With respect to limitations, the present study focused on acute immune responses following short-term nicotine exposure and physical stress. We acknowledge that the transient nature of the observed immunological alterations limits conclusions regarding long-term biological significance. Nonetheless, the rapid shifts in monocyte subset distribution and PD-L1 expression provide valuable insights into the immediate modulation of innate immunity, which may be particularly relevant in the context of acute inflammatory challenges such as infections, physical exertion, or vaccination. Given the exploratory nature of this pilot study, no formal a priori power calculation was performed. The sample size was determined based on feasibility and the aim to generate initial insights into the acute immunological effects of different nicotine delivery systems.
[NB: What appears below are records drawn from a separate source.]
PR #1863, opened 2024-04-29
Fix FileUtils on macOS

smilediver:
This PR fixes the following issues that `unit-tests` have exposed on macOS.

* Fix `FileUtils::getFileSize()` returning 0 instead of -1 when file is not found
* Fix `FileUtils::fullPathForDirectory()` not returning path with a trailing slash
* Fix `FileUtils::getDefaultResourceRootPath()` returning empty string on macOS
* Fix `FileUtils::isFileExist()` returning true for directories on macOS

### DIFF
--- a/core/platform/FileUtils.cpp
+++ b/core/platform/FileUtils.cpp
@@ -754,14 +754,14 @@ std::string FileUtils::fullPathForDirectory(std::string_view dir) const
                 }
             }
 
-            if (result.empty() and isPopupNotify())
+            if (result.empty() && isPopupNotify())
             {
                 AXLOG("axmol: fullPathForDirectory: No directory found at %s. Possible missing directory.", dir.data());
             }
         }
     }
 
-    if (not result.empty() and result.back() != '/')
+    if (!result.empty() && result.back() != '/')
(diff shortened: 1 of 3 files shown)


core/platform/FileUtils.cpp
```diff
@@ -715,48 +715,58 @@ std::string FileUtils::fullPathForDirectory(std::string_view dir) const
...
+
+            if (result.empty() and isPopupNotify())
+            {
+                AXLOG("axmol: fullPathForDirectory: No directory found at %s. Possible missing directory.", dir.data());
+            }
         }
     }
 
-    if (isPopupNotify())
+    if (not result.empty() and result.back() != '/')
```
rh101: Please avoid using `not` and `and`, as they are not the convention in this project.

smilediver: Fixed

smilediver:
Added two more fixes:

* Fix `FileUtils::getDefaultResourceRootPath()` returning empty string on macOS
* Fix `FileUtils::isFileExist()` returning true for directories on macOS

We acknowledge this as a methodological limitation and explicitly consider the present work as pilot study. Future studies with extended follow-up periods and larger, statistically powered cohorts will be necessary to validate and further explore the implications of these findings in chronic exposure scenarios. In additions, larger cohorts will be essential to assess their generalizability.

Taken together, our data indicates a significant influence of nicotine consumption on the cellular characteristics of circulating monocyte subsets within a short timeframe. Furthermore, proper exercise-driven immune responses are significantly altered following consumption of all analyzed nicotine sources, raising concerns about the widespread trivialization of alternative nicotine sources. Further investigations involving larger study cohorts will help to better understand the risk of different nicotine sources, delivery methods, and concentrations on the immunologic situation in the human body. We also recommend future investigations comparing these nicotine products in the absence of physical activity and including the newest generations of electronic nicotine delivery systems (ENDS).